Haneke não retira ninguém da mesma redoma, do mesmo tecido social, todos presos a passagens – quase todas, à exceção de duas ou três – em plano-sequência. Além das personagens citadas, também fazem parte da história – ou de seus pedaços – um garoto negro que dá aulas de música para crianças surdas e uma mulher romena, mãe de família, imigrante, que viaja a Paris em condições desumadas para mendigar nas ruas.

Anne, Jean, o professor de música Amadou (Ona Lu Yenke) e a mãe de família Maria (Luminita Gheorghiu) encontram-se no primeiro plano-sequência do filme, o mais longo, com quase dez minutos: Anne deixa seu apartamento e, na calçada, é chamada pelo cunhado. O garoto não quer voltar para a fazenda do pai. Seu irmão está fotografando em uma zona de guerra. Eles caminham, ela compra algo na padaria. O plano segue em travelling. Eles separam-se e Jean lança um saco de papel, seu lixo, no colo de Maria, que pede esmola. O ato é visto por Amadou, que também passa por ali e pede a Jean que se retrate com a mulher. Nasce o primeiro conflito. A polícia é chamada. A imigrante e o rapaz negro são detidos.

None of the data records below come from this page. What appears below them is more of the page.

PR #1502, opened 2019-05-28
expand ~ (tilde) to home directory in arguments

RatanRSur:
## PR description
When arguments are crafted in the form --arg=~/some/dir, the shell does not
expand the tilde. Since picocli does not expand the tilde by default,
this leads to inconsistencies.


shemnon:
My concern is that we are bringing in a shell specific conventions into what should be platform neutral code.  Note that this doesn't support the `~username/...` mode.

We can fix the tests to remove the ~ from complete_config.toml and the asserts.

RatanRSur:
What is `~username/...` mode?

shemnon:
It expands to the home directory of the user in question: `ls ~Guest` will get you the Guest home directory on mac, same with any other user name, just tilde is shortcut for "this user."  More common in multi user systems or large NFS systems where user homes have a common path across machines.

RatanRSur:
Ah I didn't know about that. It does seem like a bit of a trap to go down the unix-quirk compatibility rabbit hole. Better left to the user to figure out what their shell is doing and work around it.

shemnon:
I still think we should fix the test.  Re-opening so I can try and push a commit on this

shemnon:
Updates are locked out, so I'll do it in a new PR.

PR #1507, opened 2019-05-29
PAN-2445: Onchain account permissioning

lucassaldanha:
## PR description
* Added TransactionFilter param to ProtocolSpecBuilder
* Updated MainnetProtocolSpec to use tx filter
* Created methods chain to allow adding a tx filter into all protocol specs defined in a protocol schedule
* Added tracing logs for account permissioning checks


ethereum/core/src/main/java/tech/pegasys/pantheon/ethereum/mainnet/ProtocolSpec.java
```diff
@@ -243,4 +244,8 @@ public MiningBeneficiaryCalculator getMiningBeneficiaryCalculator() {
   public PrecompileContractRegistry getPrecompileContractRegistry() {
     return precompileContractRegistry;
   }
+
+  public void addTransactionFilter(final TransactionFilter transactionFilter) {
```
Errorific: This and calling chain above it should be setTransactionFilter

ethereum/core/src/main/java/tech/pegasys/pantheon/ethereum/mainnet/MutableProtocolSchedule.java
```diff
@@ -69,4 +71,10 @@ public String listMilestones() {
         .map(spec -> spec.getSpec().getName() + ": " + spec.getBlock())
         .collect(Collectors.joining(", ", "[", "]"));
   }
+
+  @Override
+  public void addTransactionFilterToTransactionValidators(
```
Errorific: Should be setTransactionFilter...

PR #1881, opened 2019-08-23
[PIE-1805] Add test cases for trace_replayBlockTransactions

mbaxter:
## PR description
Update chain data and add test cases for `trace_replayBlockTransactions` tests.  Also:
* Update `BlockchainSetupUtil` with a constructor that accepts arbitrary genesis and block data files
* Update tests to be agnostic as to JSON-RPC response key ordering


ethereum/jsonrpc/src/main/java/tech/pegasys/pantheon/ethereum/jsonrpc/internal/methods/TraceReplayBlockTransactions.java
```diff
@@ -90,4 +96,9 @@ private JsonNode formatTrace(
     ObjectMapper mapper = new ObjectMapper();
     return mapper.createObjectNode();
   }
+
+  private Object emptyResult() {
+    ObjectMapper mapper = new ObjectMapper();
```
abdelhamidbakhta: Suggestion: final

PR #1882, opened 2019-08-26
[PAN-2824] Blake validation errors are hard errors

shemnon:
## PR description

Change the blake validation errors from soft errors (empty data) to hard errors
(precompile failed).


ethereum/core/src/main/java/tech/pegasys/pantheon/ethereum/mainnet/precompiles/BLAKE2BFPrecompileContract.java
```diff
@@ -50,10 +50,10 @@ public Gas gasRequirement(final BytesValue input) {
   @Override
   public BytesValue compute(final BytesValue input, final MessageFrame messageFrame) {
     if (input.size() != MESSAGE_LENGTH_BYTES) {
-      return BytesValue.EMPTY;
+      return null;
```
abdelhamidbakhta: (Discussion) What about creating an explicit error and throw a Runtime exception ? What would be the resulting error when you return null ? Is it something meaningful ?

abdelhamidbakhta: Ok sounds good.

PR #1898, opened 2019-09-02
[PIE-1859] Extracted Metrics interfaces to plugins-api.

mark-terry:
## PR description
The Metrics interfaces have been extracted to the plugin-api.

Most of the changes are updates to import locations.  

The more noteworthy code changes are:

- A new interface `PantheonMetricsSystem` that  extends `MetricsSystem` has been added to include the streamObservations methods.
- `plugin-api` has been added as a module dependency in a few locations
- `UnsupportedOperationException`s have been added in `PantheonEventsImpl` where new interface methods had not yet been implemented.

## Fixed Issue(s)

Addresses PIE-1859


metrics/core/src/main/java/tech/pegasys/pantheon/metrics/PantheonMetricsSystem.java
```diff
@@ -12,11 +12,14 @@
...
 
-import java.util.Optional;
+import tech.pegasys.pantheon.plugin.services.MetricsSystem;
+import tech.pegasys.pantheon.plugin.services.metrics.MetricCategory;
 
-public interface MetricCategory {
+import java.util.stream.Stream;
 
-  String getName();
+public interface PantheonMetricsSystem extends MetricsSystem {
```
ajsutton: Can we call this something other than `Pantheon...`.  Maybe `ObservableMetricsSystem` or even `MetricsSource`.

PR #1901, opened 2019-09-03
[WIP] 3116 valid number rpc params

pscott:
## PR description
WIP:

- [x] Add assertLength method to JsonRpcRequest
- [ ] Use assertLength in every RPC method to check whether the number of parameters passed in is correct.
- [ ] Add tests for every method to ensure that behaviour is as expected when too many parameters are passed in.

## Fixed Issue(s)
Fixes #3116

### DIFF
--- a/ethereum/jsonrpc/src/main/java/tech/pegasys/pantheon/ethereum/jsonrpc/internal/JsonRpcRequest.java
+++ b/ethereum/jsonrpc/src/main/java/tech/pegasys/pantheon/ethereum/jsonrpc/internal/JsonRpcRequest.java
@@ -12,6 +12,7 @@
  */
 package tech.pegasys.pantheon.ethereum.jsonrpc.internal;
 
+import tech.pegasys.pantheon.ethereum.jsonrpc.internal.exception.InvalidJsonRpcParameters;
 import tech.pegasys.pantheon.ethereum.jsonrpc.internal.exception.InvalidJsonRpcRequestException;
 
 import java.util.Arrays;
@@ -67,6 +68,15 @@ public class JsonRpcRequest {
   @JsonGetter("params")
   public Object[] getParams() {
     return params;
+  }
+
+  @JsonIgnore
+  public void assertLength(final int expectedLength) {
+    final int length = getParamLength();
+    if (length > expectedLength) {
+      throw new InvalidJsonRpcParameters(
+          "Too many parameters, expected " + expectedLength + ", got " + length + " .");
+    }
   }
 
   @JsonIgnore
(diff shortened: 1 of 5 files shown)


ethereum/jsonrpc/src/main/java/tech/pegasys/pantheon/ethereum/jsonrpc/internal/JsonRpcRequest.java
```diff
@@ -69,6 +70,15 @@ public String getVersion() {
     return params;
   }
 
+  @JsonIgnore
+  public void assertMaxLength(final int expectedLength) {
```
mbaxter: I'd suggest reworking the structure of this code a bit by:
- Adding a method `int getMaxAllowedParams()` to the `JsonRpcMethod` interface
- Adding a `default` method `assertValidRequest(JsonRpcRequest request)` to `JsonRpcMethod` that throws an `InvalidJsonRcpParameters` exception as you have here if there are too many params
- Validating the request by calling `jsonRpcMethod.assertValidRequest(request)` before executing [`jsonRpcMethod.response(request)` in `JsonRpcHttpService`](https://github.com/PegaSysEng/pantheon/blob/fdfa35443bfe26a01919c358b74f1184d41c9b66/ethereum/jsonrpc/src/main/java/tech/pegasys/pantheon/ethereum/jsonrpc/JsonRpcHttpService.java#L497)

Todo o filme é fruto desse embate: é a entrada de Haneke na órbita de cada personagem, junção antes da fragmentação, maneira de nos dizer que todas essas pessoas, de locais e realidades distintas, circulam a poucos metros, dividem o mesmo oxigênio, podem se estranhar e trocar golpes, podem ser postas sob as forças da lei imediata, dos policiais que estão prontos para fazer valer a ordem, mesmo sem terem visto o que ocorreu de verdade. Drama de pedaços que Haneke leva-nos a enxergar em um só plano.

O que nos permite, por consequência, e ao longo de outros planos-sequência, chegar à segunda camada da obra, à sua forma – e, como na primeira, ao seu significado para o tal “código desconhecido”. O que impera nessa segunda camada é a estética. Haneke volta a questionar as imagens (do cinema, da televisão) como manipulação do real.

Com a quase ausência da montagem, o filme dá a impressão de expor e ao mesmo tempo esconder tudo: há sempre uma barreira de comunicação, o aspecto frio que closes, planos em detalhe e planos e contraplanos poderiam combater fosse este um filme “convencional”, com decupagem clássica. Haneke toma o caminho mais difícil e, ao optar por vários planos-sequência, une com perfeição a primeira e a segunda camada.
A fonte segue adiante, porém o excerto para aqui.